Levack’s erudite, absorbing account could do with a touch more theology. He records the fact that the name Satan in Hebrew means ‘adversary’ or ‘accuser’, and that the Bible sometimes sees him as the instrument of an angry God. But the point bears some elaborating. Satan is the image of Yahweh as judge and patriarch – as an irascible prima donna of a God who needs to be kept sweet. Jesus, by contrast, is the image of God as lover, comrade and counsel for the defence. Given their chronic masochism, many people tend to prefer the former variety of deity to the latter. There is something profoundly gratifying about a big bastard of a God who will relieve you of your guilt with his punishment, and something unnerving about a God who forgives you from the outset because he, too, is flesh and blood. Demonic possession is an extreme manifestation of that guilt and anxiety, a point at which, as with the neurotic symptom, it is both expressed and disowned. If the guilt springs from your innards, it also flows from an alien force that has set up home there, so that the crime is not really your fault.

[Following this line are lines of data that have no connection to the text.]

PR #1391, opened 2018-05-11
Stochastic Optimization for PCA.

zoq:
Implementation of Stochastic PCA as described in "Stochastic Optimization for PCA and PLS", R. Arora et al.


src/mlpack/methods/pca/decomposition_policies/stochastic_method.hpp
```diff
@@ -0,0 +1,323 @@
...
+ * Implementation of the Stochastic Policy. The stochastic approximation
+ * algorithm is an iterative algorithm, where in each iteration a single
+ * sampled point is used to perform an update as done in Stochastic Gradient
+ * Descent. For PCA this means iteratively using vectors sampled from a
+ * distribution to update the subspace.
+ *
+ * For more information, see the following.
+ *
+ * @code
+ * @inproceedings{Musco2015,
```
rcurtin: Maybe this should be `arora2012`?  I met one of the Musco brothers at NIPS last year, but I can't remember which one (probably Cameron?).  A fun person to talk to. :)

src/mlpack/methods/pca/decomposition_policies/stochastic_method.hpp
```diff
@@ -0,0 +1,323 @@
...
+    }
+
+    /**
+     * Shuffle the order of function visitation. This may be called by the
+     * optimizer.
+     */
+    void Shuffle()
+    {
+      visitationOrder = arma::shuffle(
+          arma::linspace<arma::Row<size_t> >(0, data.n_cols - 1, data.n_cols));
```
rcurtin: It might give a nice speedup to shuffle the entire data matrix instead of keeping a `visitationOrder`.

zoq:
Agreed stochastic methods can provide faster solutions, in this case, the runtime highly depends on the number of optimization steps (MaxIterations), since there is no condition to stop early; so this has to be tailored down for each task.

Besides the paper, what I really like is the combination of the existing optimization framework with the PCA class.

Timings:

```
data size: 100x100 rank: 100
----------------------------
ExactSVDPolicy: 6.29743 ms
RandomizedBlockKrylovSVDPolicy: 14.3532 ms
RandomizedSVDPolicy: 12.5829 ms
StochasticAdamPolicy (Iterations 300): 33.0697 ms
StochasticAdamPolicy (Iterations 100): 16.1772 ms

data size: 1000x1000 rank: 100
----------------------------
ExactSVDPolicy: 1039.41 ms
RandomizedBlockKrylovSVDPolicy: 757.691 ms
RandomizedSVDPolicy: 143.457 ms
StochasticAdamPolicy (Iterations 300): 422.688 ms
StochasticAdamPolicy (Iterations 100): 225.264 ms

data size: 5000x5000 rank: 100
----------------------------
ExactSVDPolicy: 119041 ms
RandomizedBlockKrylovSVDPolicy: 10375.3 ms
RandomizedSVDPolicy: 3881.91 ms
StochasticAdamPolicy (Iterations 300): 6435.66 ms
StochasticAdamPolicy (Iterations 100): 2148.02 ms

data size: 4000x8000 rank: 100
----------------------------
ExactSVDPolicy: 154379 ms
RandomizedBlockKrylovSVDPolicy: 7940.06 ms
RandomizedSVDPolicy: 2792.8 ms
StochasticAdamPolicy (Iterations 300): 3306.98 ms
StochasticAdamPolicy (Iterations 100): 2605.95 ms

data size: 6000x12000 rank: 100
----------------------------
ExactSVDPolicy: 530332 ms
RandomizedBlockKrylovSVDPolicy: 14385.7 ms
RandomizedSVDPolicy: 5892.35 ms
StochasticAdamPolicy (Iterations 300): 5990.87 ms
StochasticAdamPolicy (Iterations 100): 4726.83 ms

data size: 7000x19000 rank: 100
----------------------------
ExactSVDPolicy: 839472 ms
RandomizedBlockKrylovSVDPolicy: 25140.6 ms
RandomizedSVDPolicy: 10154.6 ms
StochasticAdamPolicy (Iterations 300): 9784.8 ms
StochasticAdamPolicy (Iterations 100): 8343.91 ms
```

src/mlpack/methods/pca/decomposition_policies/stochastic_method.hpp
zoq: You are absolutely right.

src/mlpack/methods/pca/decomposition_policies/stochastic_method.hpp
```diff
@@ -0,0 +1,299 @@
...
+  template<typename T>
+  inline typename std::enable_if<
+      HasStepSize<T, double&(T::*)()>::value, void>::type
+  SetStepSize(T& optimizer)
+  {
+    if (optimizer.StepSize() > 0)
+    {
+      Log::Warn << "StepSize(): invalid value (> 0), automatically take the "
+          << "negative direction." << std::endl;
+      optimizer.StepSize() *= -1;
```
rcurtin: Hmm, would it be easier to simply negate the objective function?  The formulation of stochastic PCA here is a maximization, but the mlpack optimizers minimize.  So if you just use the negative objective (and derive the gradient accordingly) I think that removes the need for this.

src/mlpack/methods/pca/decomposition_policies/stochastic_method.hpp
```diff
@@ -0,0 +1,299 @@
...
+     */
+    void Shuffle()
+    {
+      // Generate ordering.
+      arma::uvec ordering = arma::shuffle(arma::linspace<arma::uvec>(0,
+          data.n_cols - 1, data.n_cols));
+      arma::mat newData = data.cols(ordering);
+
+      // If we are an alias, make sure we don't write to the original data.
+      math::ClearAlias(data);
```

The idea of being appropriated by alien powers challenges the modern concept of individual autonomy. In its own way, it recognises that there is a level at which men and women do not belong to themselves. Our relation to ourselves is not like our relation to a piece of property. As the concept of the unconscious would suggest, there are destructive forces over which we have only precarious mastery, and which can assume a deadly momentum of their own. It is just that there are more productive ways of recognising that at a certain level we do not belong to ourselves than spewing up frogs.